Designing Around the Individual: The Elicyon Approach
Art Deco endures not because it is a recognisable aesthetic but because it is a transferable set of principles. Geometry, material intelligence, spatial order, a confidence in ornament as intention: these are tools that can be shaped around individual ways of living as readily as they can be applied to a landmark development or a listed building. This is where the movement's lasting relevance lies, and it is the lens through which Elicyon approaches every project.

Charu Gandhi's own home, Alton House, offers perhaps the most personal expression of this philosophy. The home was shaped not by new acquisitions but by what Charu describes as her long-loved objects: owned pieces, reclaimed finds, vintage discoveries and elements from past projects given new meaning through context and composition. A vintage Italian marble table from the 1950s, its travertine top defined by an open grain and a base of striking geometry, sits in the sunroom. A Holland Cassidy rug, woven using four distinct techniques, brings soft geometry and chamfered corners to the sitting room floor. Lucite sits alongside marble, brass alongside bouclé, lacquered timber alongside natural grain. The material language is layered and considered, shifting in tone throughout the day as light moves across surfaces chosen with genuine attention.
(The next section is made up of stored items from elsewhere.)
PR #78, opened 2020-12-16
Hauki 226 merge open period form

minevala:
- Add shared opening-period form (for create and edit date-period pages)
- Improve e2e-tests
- Add ResourceInfoSubtitle-component (to get rid of duplicate styles)
- Remove other duplicate styles

localhost_3000_resource_34299_period_new (1)


Rikuoja (approved):
The picture looks good!

src/common/lib/types.ts
```diff
@@ -46,12 +46,23 @@ export type TimeSpan = {
...
+  boolean,
+  boolean,
+  boolean,
+  boolean,
+  boolean,
+  boolean
+];
+
 export type TimeSpanFormFormat = {
+  id?: number | string;
```
VilleMiekkoja, line 60: Can it be both, string or number?

minevala: Probably no, I'll fix

src/common/utils/date-time/format.ts
```diff
@@ -8,15 +8,17 @@ export const formatDateRange = ({
...
-  startDate: string;
-  endDate: string;
+  startDate?: string;
+  endDate?: string;
 }): string => {
-  const isSingleDate: boolean = !endDate || startDate === endDate;
-  const formattedStartDate: string = formatDate(startDate);
-  if (isSingleDate) {
-    return formattedStartDate;
+  if (!startDate || (!startDate && !endDate)) {
```
VilleMiekkoja, line 14: I noticed we don't yet have unit test for this function. It looks the kind of function that might be easy to unit test, so I wonder if it would be worth it?

minevala: I'll add a test

src/opening-period/description/OpeningPeriodDescription.tsx
```diff
@@ -21,31 +20,37 @@ export default function OpeningPeriodDescription({
...
-      </label>
-      <TextArea
-        cols={90}
-        rows={9}
-        className="opening-period-optional-description"
-        id="openingPeriodOptionalDescription"
-        name="openingPeriodOptionalDescription"
-        ref={register({ maxLength: 255 })}
-      />
+      <div className="form-control">
```
VilleMiekkoja, line 23: I think introducing this form-control helper div and class is actually a good idea. The margin-up was previously handled by styling on the labels, but this feels better and more right way to do it 👍

src/opening-period/form/OpeningPeriodForm.tsx
```diff
@@ -0,0 +1,322 @@
...
+} from '../../common/lib/types';
+import { transformToApiFormat } from '../../common/utils/date-time/format';
+import Datepicker from '../../components/datepicker/Datepicker';
+import { PrimaryButton, SecondaryButton } from '../../components/button/Button';
+import { ErrorToast, SuccessToast } from '../../components/notification/Toast';
+import OpeningPeriodDescription from '../description/OpeningPeriodDescription';
+import TimeSpan from '../time-span/TimeSpan';
+import './OpeningPeriodForm.scss';
+
+type OpeningPeriodDataBase = {
```
VilleMiekkoja, line 23: I wonder if OpeningPeriodBaseData would be better? DataBase feels like it's little too close to a word database, which has little different meaning I think 😁

minevala: Yes, good idea 😁

src/opening-period/description/OpeningPeriodDescription.tsx
minevala: I was thinking of separate component but then I was not sure where to but it.

src/opening-period/form/OpeningPeriodForm.tsx
```diff
@@ -0,0 +1,322 @@
...
+  openingPeriodTitle: string;
+  openingPeriodOptionalDescription: string;
+  openingPeriodBeginDate: string | undefined;
+  openingPeriodEndDate: string | undefined;
+};
+
+interface OpeningPeriodFormData extends OpeningPeriodDataBase {
+  timeSpans: Array<TimeSpanFormFormat> | {}[];
```
VilleMiekkoja, line 31: Just for interest and to improve my typescript skills, can you tell me what that `{}[]` means? :)

minevala: It accepts an empty object array as well. We need that in as a timeSpan default value. I was struggling with this as well 😅

src/opening-period/form/OpeningPeriodForm.tsx
```diff
@@ -0,0 +1,322 @@
...
+}
+
+export interface OpeningPeriodApiData extends OpeningPeriodDataBase {
+  timeSpans: Array<TimeSpanApiFormat>;
```
VilleMiekkoja, line 35: I think in api data the names are in snake_case? So I wonder why timeSpans is in camelCase here?

src/opening-period/description/OpeningPeriodDescription.tsx
minevala: Maybe component/forms/Control.tsx ?

src/opening-period/form/OpeningPeriodForm.tsx
minevala: Good question, I check this one 🤔

src/opening-period/form/OpeningPeriodForm.tsx
```diff
@@ -0,0 +1,322 @@
...
+  submitFn,
+  successTexts,
+  errorTexts,
+}: {
+  formId: string;
+  datePeriod?: DatePeriod;
+  resourceId: number;
+  datePeriodOptions: DatePeriodOptions;
+  submitFn: (datePeriod: DatePeriod) => Promise<DatePeriod>;
+  successTexts: NotificationTexts;
```
VilleMiekkoja, line 138: I wonder would it be more explicit to have separate props for successLabel and successText? Something like submitSuccessNotificationText and submitSuccessNotificationLabel hmm.. Maybe same for errorTexts?

VilleMiekkoja: Then again Im not sure if it's better to increase the amount of props. One option would be to just rename the successTexts to successTextAndLabel.

src/opening-period/form/OpeningPeriodForm.tsx
```diff
@@ -0,0 +1,322 @@
...
+      ),
+    };
+  });
+}
+
+const dropMilliseconds = (time: string): string => time.slice(0, -3);
+const getLowestWeekdayNumber = (timeSpan: TimeSpanApiFormat): number =>
+  timeSpan && timeSpan.weekdays ? timeSpan.weekdays.sort()[0] : 0;
+
+function formatApiTimeSpansToFormFormat(
```
VilleMiekkoja, line 76: I wonder if it would be a good idea to add unit tests for these formatFunctions `formatApiTimeSpansToFormFormat`and `formatTimeSpansToApiFormat`. They seem like functions that would be easy and handy to unit test.

src/opening-period/form/OpeningPeriodForm.tsx
minevala: I'll figure something out

src/opening-period/form/OpeningPeriodForm.tsx
minevala: I'll add a tests. I may have to extract these

src/opening-period/form/OpeningPeriodForm.tsx
```diff
@@ -0,0 +1,322 @@
...
+  apiTimeSpans: TimeSpanApiFormat[]
+): TimeSpanFormFormat[] {
+  return apiTimeSpans
+    .sort((a: TimeSpanApiFormat, b: TimeSpanApiFormat) => {
+      return getLowestWeekdayNumber(a) - getLowestWeekdayNumber(b);
+    })
+    .map((apiTimeSpan) => {
+      const weekdays: boolean[] = Array(7)
+        .fill(false)
```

This same attentiveness defines Elicyon's approach across every commission, whether a penthouse interior design scheme above Westminster, a boutique hotel interior design project in Sri Lanka or a residential interior design brief in Knightsbridge. Charu Gandhi's background as a RIBA-qualified architect, combined with a design philosophy centred on understanding how each client moves through, uses and feels within a space, produces interiors that are tailored to the individual rather than defined by a singular style. The principles of Art Deco provide a framework. The person who inhabits the space determines everything else.